The intervention on this study was based on Laurilland's educational media conversational framework in order to help the researchers understand the effectiveness of the adaptive learning platform through the use of learners' proficiency tests in supporting the effective learning types inspired by feedback-reflection-adaptation phases, in a chemical engineering Physics 1 course. Adaptive learning was evaluated through experiential tasks such as web-based proficiency homework (WBPH) and assignments. In this study, three reports generated by the WPO platform were used to evaluate the performance of the online platform in supporting and enhancing student learning. The first report was the metacognitive feedback report, which compares learners' proficiency on the adaptive learning platform to their confidence level.
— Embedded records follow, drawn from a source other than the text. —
PR #778, opened 2018-04-10
[work in progress] Add support for pulling TimecardPrefillData from Google Apps Suite

rogeruiz:
This body of work adds API support to Tock for receiving data from the Staffing Snapshot Google Document that is maintained by @abrouilette.

### DIFF
--- a/tock/api/views.py
+++ b/tock/api/views.py
@@ -7,7 +7,12 @@ from django.contrib.auth.models import User
 from django.contrib.auth import get_user_model
 
 from projects.models import Project
-from hours.models import TimecardObject, Timecard, ReportingPeriod
+from hours.models import (
+    TimecardObject,
+    Timecard,
+    ReportingPeriod,
+    TimecardPrefillData
+)
 from employees.models import UserData
 
 from rest_framework import serializers, generics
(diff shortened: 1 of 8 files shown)


rogeruiz:
Running into the N+1 query here when trying to write tests for this. 😞

tock/api/views.py
```diff
@@ -358,3 +387,68 @@ def hours_by_quarter_by_user(request, *args, **kwargs):
...
+        try:
+            userdata = UserData.objects\
+                       .prefetch_related('user')\
+                       .get(user__username=username)
+        except UserData.DoesNotExist:
+            raise Http404
+
+        return TimecardPrefillData.objects\
+               .prefetch_related('employee')\
+               .filter(employee_id=userdata.id)
```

The second report was the productivity feedback report, which compares time spent in the adaptive learning platform by learners to their overall proficiency in the adaptive learning platform assessments. The third report was the most challenging activities feedback, which sorts objectives and chapters by proficiency, from lowest to highest. A comparison between learners' performance on the proficiency tests and the paper-based midterm test was done to evaluate if there was a correlation between learners' performance on the proficiency tests and the paper-based midterm averaged test.

 

2 LITERATURE

Personalised adaptive learning platforms like WPO help learners to improve their level of proficiency on those chapters that are being taught and also assist learners in managing their study time effectively (Schreiber, Smith, & Getz, 2014). The use of adaptive learning in the classroom setting has been a common practice used by educators all over the world. The instructor often starts by introducing the theoretical concept to the learners and thereafter assesses how well the learners are following the lesson (Basitere & Ivala, 2017). Assessing how learners are following the instructor's lesson can be achieved by asking leaners a few questions to initiate discussion and dialogue. Based on the discussion with the learners or body language and facial expressions of the learners, the teacher can clarify any misconceptions or elaborate on the concept being taught (McLaren, 2013). The instructor can then create an assignment or homework aimed at addressing the area of learners' weaknesses. However, due to the large size of learner classes, and learners with a different starting point in a knowledge area and who learn at different paces, the challenge is to create an optimal learning experience that caters for all learner types (Schreiber et al., 2014). Hence, there is a need for a tool that can assist the instructor in assessing, offering individualised feedback to learners, and promoting self-paced instructions based on learners' needs.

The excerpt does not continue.